The next step will be reading the coding & subversion standards. If you already had a look at actual ZF components code you should be familiar with the standards. Once you took a short insight (you probably wont be able to just remember all of this at once), you can check out the official SVN repository. Notice, that you, even having signed the CLA and being confirmed, do not have commit rights. So you might now ask yourself how to contribute then? All magic is taking place in the bugtracker, ZF's official Jira. All bug tickets, additions and improvements are filed as tickets here. So if you find a bug, report it here, and soon there will be a discussion in the comments section of a ticket.

Mostly all of these people, being listed by their reallife names, are also to be found on different names in the support channel, so feel free to ask them any ticket-related stuff.

The code itself will be submitted as a patch file (svn diff > patchFile), and uploaded in the Jira-Ticket.
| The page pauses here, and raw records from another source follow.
PR #262, opened 2023-11-17
[python][easy] hf update update method from refactor

LastMileNewGrad:
[python][easy] hf update update method from refactor

## What
generate_model_metadata -> get_model_metadata

## Why
This wasn't updating during previous refactor


LastMileNewGrad:
cc: @rossdanlm thanks for catching that

saqadri (approved):

PR #281, opened 2023-11-18
Close Open Handle in `withTimeout`

rholinshead:
# Close Open Handle in `withTimeout`

When running `yarn test` there's an informative warning:
> Jest did not exit one second after the test run has completed.

'This usually means that there are asynchronous operations that weren't stopped in your tests. Consider running Jest with `--detectOpenHandles` to troubleshoot this issue.

Re-running with `--detectOpenHandles` surfaced:
```
Jest has detected the following 4 open handles potentially keeping Jest from exiting:

  ●  Timeout

      23 | ): Promise<any> {
      24 |   const timeoutPromise = new Promise((_, reject) => {
    > 25 |     setTimeout(() => {
         |     ^
      26 |       reject(new Error("Timeout"));
      27 |     }, timeout * 1000);
      28 |   });

      at lib/callback.ts:25:5
      at lib/callback.ts:24:26
```

The problem is the timeout is still active ones the Promise is resolved. We can close the open handle by clearing the timeout if the input Promise resolves before the timeout promise.

## Testing:
Re-running `yarn test` has no warning about open handles & callback tests work

---
Stack created with [Sapling](https://sapling-scm.com). Best reviewed with [ReviewStack](https://reviewstack.dev/lastmile-ai/aiconfig/pull/281).
* #283
* #282
* __->__ #281
* #280
* #279

PR #280, opened 2023-11-18
Add Callbacks to Core HF ModelParser

rholinshead:
# Add Callbacks to Core HF ModelParser

This core ModelParser was missing all the callbacks, so add them here.

## Testing:
- Added jest tests in https://github.com/lastmile-ai/aiconfig/pull/283
---
Stack created with [Sapling](https://sapling-scm.com). Best reviewed with [ReviewStack](https://reviewstack.dev/lastmile-ai/aiconfig/pull/280).
* #283
* #282
* #281
* __->__ #280
* #279

PR #279, opened 2023-11-18
[ts] Add outputs to Prompt in HF Parser

rholinshead:
# [ts] Add outputs to Prompt in HF Parser

When using the HF parser as an example for Llama, I noticed it didn't correctly set the prompt output during `run`. This PR correctly sets it, similar to the openai parser

## Testing:
- Added jest tests in https://github.com/lastmile-ai/aiconfig/pull/283

---
Stack created with [Sapling](https://sapling-scm.com). Best reviewed with [ReviewStack](https://reviewstack.dev/lastmile-ai/aiconfig/pull/279).
* #283
* #282
* #281
* #280
* __->__ #279

PR #282, opened 2023-11-18
Fix eslint tsconfigRoot

rholinshead:
# Fix eslint tsconfigRoot

Open a `.test.ts` file on main and you'll see this error at the top:
```
Parsing error: Cannot read file '/users/ryanholinshead/projects/aiconfig/tsconfig.json'
```

Fix this by setting `tsconfigRootDir: __dirname` in `eslintrc`. Note that we need to convert this to an actual object in `js` since `__dirname` is an environment variable and not accessible in raw json. The `.js` and `.json` files should be equivalent otherwise

## Testing:
No more red squigglies in test files & tests still work

---
Stack created with [Sapling](https://sapling-scm.com). Best reviewed with [ReviewStack](https://reviewstack.dev/lastmile-ai/aiconfig/pull/282).
* #283
* __->__ #282
* #281
* #280
* #279


typescript/.eslintrc.js
```diff
@@ -0,0 +1,17 @@
+export default {
+  root: true,
+  extends: ["eslint:recommended", "plugin:@typescript-eslint/recommended"],
+  parser: "@typescript-eslint/parser",
+  parserOptions: { project: "./tsconfig.json", tsconfigRootDir: __dirname },
```
LastMileNewGrad, line 5: I am unfamiliar with the nuances of the eslint, is the tsconfigRootDir required as a parserOption? I noticed it wasn't set in the LLama extension

LastMileNewGrad (approved):
lgtm

typescript/.eslintrc.js
rholinshead: It's not required, but seems needed in this case to have it found in the __tests__. It's not set in the llama extension since there's no __tests__ dir where the issue would be seen (or any directory excluded from compilation in tsconfig)

PR #283, opened 2023-11-18
Fix HF Model Parser OutputText & Add Tests

rholinshead:
Fix HF Model Parser OutputText & Add Tests


rholinshead:
cc @LastMileNewGrad for visibility in this stack here, since I know you were porting the HF parser over as an extension example

typescript/lib/parsers/hf.ts
```diff
@@ -170,7 +240,8 @@ export class HuggingFaceTextGenerationParser extends ParameterizedModelParser<Te
     }
 
     if (output.output_type === "execute_result") {
-      return output.data as string;
+      return (output.data as TextGenerationOutput | TextGenerationStreamOutput)
+        .generated_text as string;
```
LastMileNewGrad, line 244: I also noticed this bug, however I think this should be fixed when constructing the result, (from my wip diff)[https://github.com/lastmile-ai/aiconfig/pull/213/files#diff-a31886f1d5938735e6e6d480f8a8dadb925d6ae6163f953db5cf7c56cb82201cR95-R109]

- Stream output to return accumulated message, (not last token)[https://github.com/lastmile-ai/aiconfig/pull/213/files#diff-a31886f1d5938735e6e6d480f8a8dadb925d6ae6163f953db5cf7c56cb82201cR95]
- regular output to set data to the string .generated_text (link)[https://github.com/lastmile-ai/aiconfig/pull/213/files#diff-a31886f1d5938735e6e6d480f8a8dadb925d6ae6163f953db5cf7c56cb82201cR115]

LastMileNewGrad (approved):
lgtm, had one comment but not blocking

typescript/lib/parsers/hf.ts
rholinshead: I think it's correct for the output data to match the response structure, instead of pulling the raw text out of it, fwiw. In any case, this is just fixing the existing code to not type the object as string so going to land as-is and any updates to the result in your PR can be propagated back to the core class as well

PR #285, opened 2023-11-18
[RFC][WIP] readme: explain 2 format modes and use cases more clearly

jonathanlastmileai:
[RFC][WIP] readme: explain 2 format modes and use cases more clearly

I took a swing at updating the AIConfig docs to reconcile artifact mode with
source-controllable mode.

The premise of this change is that ipynb is unsource-controllable, which means
AIConfig format cannot be simultaneously analogous to ipynb and config.

The answer @sarmad and I discussed is that there are 2 separate
modes or use cases each backed by the format.

### DIFF
--- a/README.md
+++ b/README.md
@@ -543,3 +543,15 @@ There are 2 areas where we are going beyond what notebooks offer:
 
 1. `aiconfig` is more **source-control friendly** than `ipynb`. `ipynb` stores binary data (images, etc.) by encoding it in the file, while `aiconfig` recommends using file URI references instead.
 2. `aiconfig` can be imported and **connected to application code** using the AIConfig SDK.
+
+### How is AIConfig _simultaneously_ like Jupyter notebooks and source-controllable configuration?
+
+AIConfig has two broad classes of use case that use the storage format slightly differently:
+(a) Production dev cycle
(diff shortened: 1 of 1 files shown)


README.md
```diff
@@ -11,7 +11,15 @@
 
 ## Overview
 
-AIConfig saves prompts, models and model parameters as source control friendly configs. This allows you to iterate on prompts and model parameters _separately from your application code_.
+AIConfig is an SDK that eases the development of LLM apps in two broad ways, each roughly corresponding to a class of use cases:
```
saqadri, line 14: This isn't the right spot for this nuance. The overview should convey the basic premise.

This nuance either belongs in an FAQ to start, or in a dedicated page of its own on the docs website.

saqadri (changes requested):

README.md
jonathanlastmileai: Fair enough, but I think the previous version of this is not doing justice to the library - we don't only separate code from config in a source controllable way; we also make it easier to do quick iteration in notebook/playground mode

saqadri: That's a good point. We can update the overview to show more of that value. It just has to be done in a succinct way

PR #286, opened 2023-11-18
Update getting-started.md

activescott:
When using `pip install ...` I received `pip Permission denied: 'LICENSE'` on my jupyter stack which is pretty vanilla (https://github.com/activescott/my-jupyter). I fixed it by using `pip install --user ...`. 

My understanding is that if not using virtualenv then using `--user` is at least perfectly fine and often preferred. A couple other references:
- https://pip.pypa.io/en/stable/cli/pip_install/#cmdoption-user
- https://stackoverflow.com/questions/33004708/osx-el-capitan-sudo-pip-install-oserror-errno-1-operation-not-permitted

Or maybe this should just be a note about possible errors and an alternative way of installing. Hope this helps!

### DIFF
--- a/aiconfig-docs/docs/getting-started.md
+++ b/aiconfig-docs/docs/getting-started.md
@@ -44,7 +44,7 @@ $ yarn add aiconfig
 <TabItem value="pip">
 
 ```bash
-$ pip install python-aiconfig
+$ pip install --user python-aiconfig
 ```
 
 </TabItem>


saqadri (approved):
Thanks for catching this! Approving this so you can merge, also cc @rossdanlm if we need to update these instructions with pip3 here as well

saqadri:
Also, separately @activescott would love your thoughts on the library and project

activescott:
@saqadri First impression upon an hour or so in is good. I plan to try it out on a small project this coming week. I'll keep sending issues/or PRs as I find things. Always happy to chat though too.

rossdanlm:
> Thanks for catching this! Approving this so you can merge, also cc @rossdanlm if we need to update these instructions with pip3 here as well

I'd prefer to keep explicit `pip3` to make it easier for intro-level devs (https://github.com/lastmile-ai/aiconfig/pull/276) but thanks for the change, looks great!

saqadri:
Merging this and @rossdanlm feel free to update on top of stack

PR #288, opened 2023-11-19
[dall-e parser][1/n] Initial AIConfig Python parser for Dall-E 3 (non-streaming)

rossdanlm:
[dall-e parser][1/n] Initial AIConfig Python parser for Dall-E 3 (non-streaming)

This takes in inputs from the AIConfig and saves them as outputs in the AIConfig prompt.

Right now this only supports

- non-streaming (will add streaming next diff)
- Dall-E 3 (will make the parser class more generic to support both Dall-E 3 and Dall-E 2 in future diff)
- Python

Results
Using color as yellow (the metadata text says green with yellow hue)
Screenshot 2023-11-19 at 18 27 31

Using color as red
Screenshot 2023-11-19 at 18 27 39

The input and output AIConfigs
Screenshot 2023-11-19 at 18 28 22

---
Stack created with [Sapling](https://sapling-scm.com). Best reviewed with [ReviewStack](https://reviewstack.dev/lastmile-ai/aiconfig/pull/288).
* #295
* #294
* #290
* __->__ #288

### DIFF
--- a/python/src/aiconfig/default_parsers/dalle.py
+++ b/python/src/aiconfig/default_parsers/dalle.py
@@ -1,0 +1,204 @@
+import copy
+from typing import TYPE_CHECKING, Any, Dict, Optional
+
+# Type hint imports
+from aiconfig import (
+    ExecuteResult,
+    Output,
+    Prompt,
+    PromptMetadata,
+)
+
+# ModelParser Utils
+from aiconfig import ParameterizedModelParser
+from aiconfig import resolve_prompt
+from aiconfig import InferenceOptions
+from aiconfig.util.config_utils import get_api_key_from_environment
+import openai
+from openai import OpenAI
+
+# Dall-E API imports
+from openai.types import ImagesResponse, Image
+
+# Circuluar Dependency Type Hints
+if TYPE_CHECKING:
+    from aiconfig.Config import AIConfigRuntime
+
+
+# Step 1: define Helpers
+
+# TODO: Centralize this into utils function with the HuggingFaceTextParser class
+def refine_image_completion_params(model_settings):
+    """
+    Refines the completion params for the Dall-E request API. Removes any unsupported params.
+    The supported keys were found by looking at the OpenAI Dall-E API: https://platform.openai.com/docs/api-reference/images/create?lang=python`
+    """
+    supported_keys = {
+        "model",
+        "n",
+        "quality",
+        "response_format",
+        "size",
+        "style"
+    }
+
+    completion_data = {}
+    for key in model_settings:
+        if key.lower() in supported_keys:
+            completion_data[key.lower()] = model_settings[key]
+
+    return completion_data
+
+
+def construct_regular_output(image_data: Image, execution_count: int) -> Output:
+    output = ExecuteResult(
+        **{
+            "output_type": "execute_result",
+            "data": image_data.b64_json or image_data.url,
+            "execution_count": execution_count,
+            "metadata": {"revised_prompt": image_data.revised_prompt},
+        }
+    )
+    return output
+
+
+class DallE3ImageGenerationParser(ParameterizedModelParser):
+    """
+    A model parser for Dall-E 3 text-->image generation models.
+    """
+    
+    def __init__(self):
+        """
+        Usage:
+
+        1. Create a new model parser object
+                parser = DallE3ImageGenerationParser()
+        2. Add the model parser to the registry.
+                config.register_model_parser(parser)
+
+        The model parser will require an API token to be set in the environment variable OPENAI_API_KEY.
+        """
+        super().__init__()
+        self.client = None
+
+    def id(self) -> str:
+        """
+        Returns an identifier for the model (e.g. dall-e-2, dall-e-3, etc.).
+        """
+        return "dall-e-3"
+
+
+    # TODO: Test this sometime from getting a response from the API and saving it to a file
+    def serialize(
+        self,
+        prompt_name: str,
+        data: Any,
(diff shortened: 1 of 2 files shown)


python/src/aiconfig/default_parsers/dalle.py
```diff
@@ -0,0 +1,197 @@
...
+        self.client = OpenAI(api_key=get_api_key_from_environment("OPENAI_API_KEY"))
+
+    def id(self) -> str:
+        """
+        Returns an identifier for the model (e.g. dall-e-2, dall-e-3, etc.).
+        """
+        return "dall-e-3"
+
+
+    # TODO: Test this sometime from getting a response from the API and saving it to a file
```
rossdanlm, line 90: @LastMileNewGrad I was planning just to test by calling `DallE3ImageGenerationParser.serialize()` but do you have any other suggestions? I could also directly move the serialize logic from `run_inference()` into here too (I think that's more intuitive)

python/src/aiconfig/default_parsers/dalle.py
```diff
@@ -0,0 +1,197 @@
...
+            not "stream" in completion_data or completion_data.get("stream") != False
+        )
+
+        print("Calling image generation. This can take several seconds, please hold on...")
+        response : ImagesResponse = self.client.images.generate(**completion_data)
+
+        outputs = []
+        if not stream:
+            # ImageResponse object also contains a "created" field for timestamp, should I store that somewhere?
+            # Ex: response=ImagesResponse(created=1700347843, data=[...])
```
rossdanlm, line 173: @LastMileNewGrad what do you think?

python/src/aiconfig/default_parsers/dalle.py
```diff
@@ -0,0 +1,197 @@
...
+        The model parser will require an API token to be set in the environment variable OPENAI_API_KEY.
+        """
+        super().__init__()
+        self.client = OpenAI(api_key=get_api_key_from_environment("OPENAI_API_KEY"))
+
+    def id(self) -> str:
+        """
+        Returns an identifier for the model (e.g. dall-e-2, dall-e-3, etc.).
+        """
+        return "dall-e-3"
```
rossdanlm, line 87: Will generalize this to also work for `dall-e-2` model later in diff stack

python/src/aiconfig/default_parsers/dalle.py
```diff
@@ -0,0 +1,204 @@
...
+
+        outputs = []
+        if not stream:
+            # ImageResponse object also contains a "created" field for timestamp, should I store that somewhere?
+            # Ex: response=ImagesResponse(created=1700347843, data=[...])
+            for execution_count, image_data in enumerate(response.data):
+                output = construct_regular_output(image_data, execution_count)
+                outputs.append(output)
+        else:
+            # TODO (rossdamlm): Enable streaming next diff
```
LastMileNewGrad, line 185: does the dall-e api support streaming? I checked the OpenAI Api source code and I'm not sure I see streaming as an option for image generation

python/src/aiconfig/default_parsers/dalle.py
LastMileNewGrad: ya you should be able to test by calling serialize, only the run step requires mocking. There should be an example of this test for the openai model parser.

>could also directly move the serialize logic from run_inference() into here too 

Could you clarify what this entails?

python/src/aiconfig/default_parsers/dalle.py
LastMileNewGrad: One option is you can dump all the relevant data in metadata of the output

python/src/aiconfig/default_parsers/dalle.py
rossdanlm: I think you're right. Added https://github.com/lastmile-ai/aiconfig/pull/290 to ignore streaming options

python/src/aiconfig/default_parsers/dalle.py
rossdanlm: Yea it's just that it seems a bit annoying to add this for every image output (since created field is the same for all of them), but I think I'll do it just to keep all the details. Will do this in future diff to keep commits small

python/src/aiconfig/default_parsers/dalle.py
rossdanlm: > Could you clarify what this entails?

In run_inference() we generally have:

1. Building completion params with `deserialize()`
2. Make API request
3. Parse API response into Prompt Output (this step instead of manually parsing, we could call `serialize()` like we do for `deserialize()` in step 1)

LastMileNewGrad: I see where you're getting at, I think that could be a pretty near api design improvement.

Currently the api for `serialize()` is designed to take completion params and return a `Prompt` Object.

The implicit "serialize" in the run step takes the completion and constructs an Output for a Prompt Object. How would you approach merging the two?

LastMileNewGrad:
cc: @saqadri should the dall-e model parser be a core parser or an extension? 

Given that it only relies on the OpenAI library, thereby not introducing any additional dependencies, I see no problem making it a core parser

python/src/aiconfig/default_parsers/dalle.py
rossdanlm: Added tests for serialize: https://github.com/lastmile-ai/aiconfig/pull/294

LastMileNewGrad:
discussed offline, any openai parser can be a core parser

LastMileNewGrad (approved):
lgtm

PR #542, opened 2023-12-19
[ez] Check for nullable system prompt

rossdanlm:
[ez] Check for nullable system prompt

We should really have automated tests more in our cookbooks to catch these issues, weird

This is NOT a thorough solution, just quickly unblocking. Filed an issue to investigate deeper and make sure we have better null-checks: https://github.com/lastmile-ai/aiconfig/issues/543

### DIFF
--- a/cookbooks/Getting-Started/travel.aiconfig.json
+++ b/cookbooks/Getting-Started/travel.aiconfig.json
@@ -6,6 +6,7 @@
     "models": {
       "gpt-3.5-turbo": {
         "model": "gpt-3.5-turbo",
+        "system_prompt": null,
         "top_p": 1,
         "temperature": 1
       },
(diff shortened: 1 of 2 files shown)


rossdanlm:
test plan

| Before | After |
|---|---|
| Screenshot 2023-12-19 at 14 20 49 | Screenshot 2023-12-19 at 14 20 17 |

saqadri (approved):

cookbooks/Getting-Started/travel.aiconfig.json
```diff
@@ -6,6 +6,7 @@
     "models": {
       "gpt-3.5-turbo": {
         "model": "gpt-3.5-turbo",
+        "system_prompt": null,
```
rholinshead, line 9: This should be removed, right? @rossdanlm

rossdanlm: I supposed you are correct

PR #551, opened 2023-12-20
[editor] Only Persist Changed Model Settings

rholinshead:
# Only Persist Changed Model Settings

Fix a bug in the settings renderer copied from workbooks -- currently, just opening the settings tab and saving the workbook will persist a model settings object for the prompt. The cause of this is the use of the `useEffect` for handling changes -- `useEffect` will always run once on mount of the component so it was always persisting the empty settings on mount.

This might also be done by people who do have commit rights, but one might not be sure how to fix a problem, or any question might be left. This method of code management then leaves it to the original package developer to decide whether a change should be made or it should be thought over again (might have side effects on other packages and so on).

The last yet very important point is unit tests. ZF makes heavy use of them and so should you. The best you can do is report bugs as failing tests with a short description, fix them with the code diff and then deliver them with working tests.

... in closing

As you might now see, once the problems and the contaminated areas are visible, you can pull out your armory and kill the bugs within minutes. The contribution of new packages for the ZF are made in the Wiki, filed as proposals that later get discussed by the community review team, but I might do another article about that one as its a not so trivial workflow. Whenever you fix a bug or deliver an improvement you will be listed on the official Jiras Overview page of top contributors. Can you make it to the top? ZFs bug hunting days are the place for many contributors to join the battle on a shirt, but you might also see that being an active contributor on an open source project might be a good point of interest on your CV.

Having run out of things to say, I want to call all the devs out there to give it a try. A short quote of Ben Scholzen (ZF Core developer): "I code whenever I feel like it": In closing, remember that neither having an account on JIRA nor Signing the CLA ties you in to any minimum commitment, and you can do as much or as little as you are comfortable with. Just pick the level which feels right for you.